PR #491, opened 2019-10-09
Check for python3 rather than python2

bryteise:
With python2 being deprecated, it makes sense to switch gpp.py to be
python3 compatable and the build system to look for python3 rather
than python2.


configure.ac
```diff
@@ -77,7 +77,7 @@ AC_HEADER_STDC
 AC_SYS_LARGEFILE
 AC_CHECK_LIB([m], [sin])
 AC_CHECK_FUNCS([log2f])
-AC_CHECK_PROGS([PYTHON2], [python2 python])
+AC_CHECK_PROGS([PYTHON3], [python3 python])
```
xhaihao: PYTHON2 is used in some Makefile.am files, does it not need to be replaced with PYTHON3?

bryteise: Ah I didn't notice those, thanks! I have updated the PR. For my use case it doesn't seem like those shaders were being built so I didn't see any error in my testing, sorry about that.

PR #511, opened 2020-05-22
Add FreeBSD to CI

jbeich:
Depends on https://github.com/intel/libva/pull/363


jbeich:
Oops, forgot to mark as a draft. 597908978d73 is not supposed to be merged, only added for others to inspect **green** TravisCI build.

——————————

* **Exercise**: With every line intact, print the records above again.

* **Task answer**:
PR #491, opened 2019-10-09
Check for python3 rather than python2

bryteise:
With python2 being deprecated, it makes sense to switch gpp.py to be
python3 compatable and the build system to look for python3 rather
than python2.


configure.ac
```diff
@@ -77,7 +77,7 @@ AC_HEADER_STDC
 AC_SYS_LARGEFILE
 AC_CHECK_LIB([m], [sin])
 AC_CHECK_FUNCS([log2f])
-AC_CHECK_PROGS([PYTHON2], [python2 python])
+AC_CHECK_PROGS([PYTHON3], [python3 python])
```
xhaihao: PYTHON2 is used in some Makefile.am files, does it not need to be replaced with PYTHON3?

bryteise: Ah I didn't notice those, thanks! I have updated the PR. For my use case it doesn't seem like those shaders were being built so I didn't see any error in my testing, sorry about that.

PR #511, opened 2020-05-22
Add FreeBSD to CI

jbeich:
Depends on https://github.com/intel/libva/pull/363


jbeich:
Oops, forgot to mark as a draft. 597908978d73 is not supposed to be merged, only added for others to inspect **green** TravisCI build.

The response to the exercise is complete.